インフラ事業者からコンテンツ・プロバイダへの変貌

 USENといえば,2001年3月にNTT東西地域会社よりも先行して国内で初の商用FTTHサービスを始めた事業者(当時の社名は有線ブロードネットワークス)。都市部のマンションを中心に営業力を発揮。現在でも,NTTグループが一丸となって攻め込むFTTH市場全体で約10%,マンション向けでは20%強のシェアを押さえている。

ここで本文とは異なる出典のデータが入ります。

PR #741, opened 2026-06-11
Adding links to Nexus signals

Evanthx:
This adds links to Nexus signals - the receiving workflow has a link to the workflow sending the signal. and the sending workflow has a link to the receiving workflow.

### DIFF
--- a/src/Temporalio/Client/TemporalClient.Workflow.cs
+++ b/src/Temporalio/Client/TemporalClient.Workflow.cs
@@ -369,7 +369,7 @@ namespace Temporalio.Client
                         }
                     }
                 }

 だが,2004年末から徐々に方針を転換。コンテンツ・ホルダーのエイベックスとギャガ・コミュニケーションズを傘下に納めた。宇野社長は2004年10月の決算説明会で,インフラ事業からコンテンツ事業へ軸足を移すことを明言。さらに今春から業態変革の動きはより明確になってきた。10月20日の決算発表で宇野社長は,“GyaOを中核とした「Media Contents Company」へのシナリオ”と題したプレゼンテーションを展開。発表時間の大半を割くほどの力の入れようだった。

 GyaO事業本部の菊地頼・編成局長は,「有線放送に始まったUSENのDNAはインフラ事業とコンテンツ事業を融合してこそ生きる。有線放送では自らの手で引いた同軸ケーブル上でサービスを展開した。だが今回は,自ら全国でFTTHを提供すること自体が厳しい」と説明する。

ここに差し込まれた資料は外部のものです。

PR #743, opened 2026-06-12
Add Standalone Nexus Operation links

Quinn-With-Two-Ns:
## What was changed

Add Standalone nexus operation links

## Why?

So SANO has nice links in the UI

## Checklist

1. Closes 

2. How was this tested:

3. Any docs updates needed?

---

> [!NOTE]
> **Medium Risk**
> Changes affect Nexus link propagation across worker, workflow start, and client RPC paths; incorrect conversion could break UI cross-links, though invalid links are dropped with warnings and coverage is expanded.
> 
> **Overview**
> Extends Nexus **link propagation** so standalone Nexus operations can round-trip both **workflow event** and **nexus operation** `common.v1.Link` variants, not only workflow-event-shaped links.
> 
> `ProtoLinkExtensions` gains bidirectional conversion (`ToProtoLink` / `ToNexusLink` on proto and `NexusLink`), nexus-operation URI encoding, shared path validation, and **canonical `temporal:///…` URIs** (replacing `UriBuilder` behavior that produced a non-standard single-slash form). Inbound links on workflow starts and Nexus tasks use `ToProtoLink()`; unsupported shapes are **logged and dropped** at conversion time.
> 
> `NexusOperationExecutionContext.TryAddResponseLink` now enqueues any non-null proto link; `NexusWorker` drains response links through `ToNexusLink()` and drops variants it cannot convert. Integration coverage asserts workflow-backed operations expose a workflow-event link on the operation and a **nexus-operation backlink** on the started workflow’s completion callback. Test env adds permissive **callback allowed addresses** for arbitrary callback URLs.
> 
> <sup>Reviewed by [Cursor Bugbot](https://cursor.com/bugbot) for commit a1493b2e3ee123b3f0679d4020bb18fc41ad12f3. Bugbot is set up for automated code reviews on this repo. Configure [here](https://www.cursor.com/dashboard/bugbot).</sup>

### DIFF
--- a/src/Temporalio/Nexus/NexusWorkflowStartHelper.cs
+++ b/src/Temporalio/Nexus/NexusWorkflowStartHelper.cs
@@ -64,6 +64,10 @@ namespace Temporalio.Nexus
                 {
                     try
                     {
+                        if (link.Type == Api.Common.V1.Link.Types.NexusOperation.Descriptor.FullName)
+                        {
+                            return new Link { NexusOperation = link.ToNexusOperationLink() };
+                        }
                         return new Link { WorkflowEvent = link.ToWorkflowEvent() };
                     }
                     catch (ArgumentException e)
--- a/src/Temporalio/Nexus/NexusWorkflowStartHelper.cs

 実際,USENは10月14日にNTT東日本のBフレッツの申し込みや料金請求などを一括して行なう「USEN 光 with フレッツ」を11月1日から提供開始すると発表している。「全ブロードバンドの35%を押さえるNTTグループと手を結ぶことでGyaOの配信環境が整う」(宇野社長)。視聴可能世帯を一足飛びに増やすことで,GyaOの収益向上を急ぐ。

広告市場を狙う新型“放送局”モデル

 NTTグループやソフトバンク,KDDIなど大手通信事業者が提供している放送サービスは,いずれも回線からコンテンツまで含めて提供する垂直統合型。ユーザーから徴収する月額料金などで収益を上げる。

 GyaOが狙っているのは,放送局(民放)と同じ広告モデル。菊地局長は,「インターネット広告の売上高がラジオ広告を超えた。AV機器の進化によるCMスキップやAVパソコンの浸透でテレビの視聴習慣も変わりつつある。巨大な広告市場をネットでも狙える」とよむ。広告市場は年間6兆円,付随する販売促進費は広告費を上回る13兆円もの規模がある。菊地局長は,「ネット環境とコンテンツがあれば誰でも放送局になれる。必ず誰かやる。ならば1番にと考えた」とサービス開始当時の思いを語った。

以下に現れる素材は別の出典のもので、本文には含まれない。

PR #748, opened 2026-06-16
Add Standalone Activities support to Temporal Nexus Operation Handler

Quinn-With-Two-Ns:
## What was changed

Add Standalone Activities support to Temporal Nexus Operation Handler

## Why?

Allow calling Standalone Activities as a Nexus Operation

## Checklist

1. Closes 

2. How was this tested:

3. Any docs updates needed?

---

> [!NOTE]
> **Medium Risk**
> Touches experimental Nexus operation lifecycle (tokens, callbacks, cancel, link propagation) and extends standalone activity client RPC shaping; behavior is covered by new tests but cross-server link support may still vary.
> 
> **Overview**
> Adds **standalone activities as async Nexus operations** via new `ITemporalNexusClient.StartActivityAsync` overloads (expression and by-name), with activity-execution operation tokens, completion callbacks, and idempotent start plumbing aligned with workflow-backed operations.
> 
> `TemporalOperationHandler` **cancel** now routes by token type and supports activity tokens; default cancel calls `CancelAsync` on the underlying activity, with an overridable `CancelActivityExecutionAsync`. `StartActivityOptions` gains internal fields for Nexus (request ID, links, callbacks, on-conflict options), and activity/workflow starts inside a Nexus handler attach **outbound links** from server responses (workflow start also falls back to a synthetic started-event link on older servers).
> 
> Shared Nexus start logic is **factored** into `NexusOperationStartHelper`; workflow docs now say task queue defaults to the operation queue when omitted. **Activity proto links** round-trip through `ProtoLinkExtensions`, and package-validation suppressions cover the new public API.
> 
> <sup>Reviewed by [Cursor Bugbot](https://cursor.com/bugbot) for commit abff167bfca2b727a7c8f2ec05b75bf688a2b03c. Bugbot is set up for automated code reviews on this repo. Configure [here](https://www.cursor.com/dashboard/bugbot).</sup>


src/Temporalio/Nexus/NexusActivityStartHelper.cs
```diff
@@ -0,0 +1,74 @@
...
+            }
+            if (NexusOperationStartCommon.BuildCallback(
+                    nexusStartContext, callbackToken, options.Links) is { } callback)
+            {
+                options.CompletionCallbacks = new[] { callback };
+            }
+            options.RequestId = nexusStartContext.RequestId;
+
+            // Do the start call
+            var handle = await client.StartActivityAsync(
```
VegetarianOrc, line 67: In the Go implementation, we check for timeout presence to raise a handler error and surface the validation error. Is that necessary here as well?

src/Temporalio/Nexus/TemporalOperationHandler.cs
```diff
@@ -170,6 +210,36 @@ public class CancelWorkflowRunInput
...
+    /// </summary>
+    /// <remarks>WARNING: Nexus support is experimental.</remarks>
+    public class CancelActivityExecutionInput
+    {
+        /// <summary>
+        /// Initializes a new instance of the <see cref="CancelActivityExecutionInput"/> class.
+        /// </summary>
+        /// <param name="activityId">Activity ID extracted from the operation token.</param>
+        /// <param name="runId">Activity run ID extracted from the operation token. <c>null</c> for
+        /// tokens generated by SDKs that don't embed the run ID.</param>
```
VegetarianOrc: Should this be nullable? I think we settled on that it won't be possible for this to be null and also get a cancel.

VegetarianOrc (approved):

src/Temporalio/Nexus/TemporalOperationHandler.cs
Quinn-With-Two-Ns: Yeah good point

src/Temporalio/Nexus/NexusActivityStartHelper.cs
Quinn-With-Two-Ns: The SDK already does some of this validation, Started a discussion in slack on where we want to do the validation.

src/Temporalio/Nexus/NexusActivityExecutionToken.cs
```diff
@@ -0,0 +1,95 @@
...
+
+        /// <summary>
+        /// Build a base64url-encoded activity-execution operation token.
+        /// </summary>
+        /// <param name="namespace_">Activity namespace.</param>
+        /// <param name="activityId">Activity ID.</param>
+        /// <param name="runId">Activity run ID. May be <c>null</c> when building the token used in
+        /// the completion-callback header (which is sent before the run ID is known).</param>
+        /// <returns>Base64url-encoded operation token.</returns>
+        internal static string Build(string namespace_, string activityId, string? runId) =>
```
jmaeagle99: Rename to `Create`. The `Build` name is really only used for builders.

 こうした発想が自社コンテンツの提供につながっている。「広告クライアントは放送局のブランドを評価して広告を出稿する。GyaOが自社コンテンツを増やし,当社なりのカラーを打ち出していくのは当然のこと」(菊地局長)。USENでは10月から自社制作のバラエティ番組を投入。11月1日から自主制作ドラマも放映する。「来春にはデイリーのスポーツ番組やビジネス・ニュース番組を制作する計画もある」(菊地局長)という。

事業性は不透明,それでも放送局からは「脅威」の声

 ある通信事業者幹部は,「自社コンテンツの制作強化はコンテンツの調達費用が追いつかないからでは」と冷ややかに見る。また,「登録者数が伸びるのは無料だから当然。休眠ユーザーも多いのではないか」という声も業界からは漏れてくる。事実,今回の決算を見ても事業性があると判断するのは難しい。

 それでも民放はGyaOの躍進が気になるようだ。一つは広告。GyaOは登録者の性別や郵便番号,世帯情報などを保有する。番組ごとに視聴者の傾向が分かれば,広告クライアントにアピールしやすくなる。11月から試験的にセグメント広告を開始する予定である。将来的には,「視聴者別に地域ごとの広告を打つことも可能だ」(菊地局長)。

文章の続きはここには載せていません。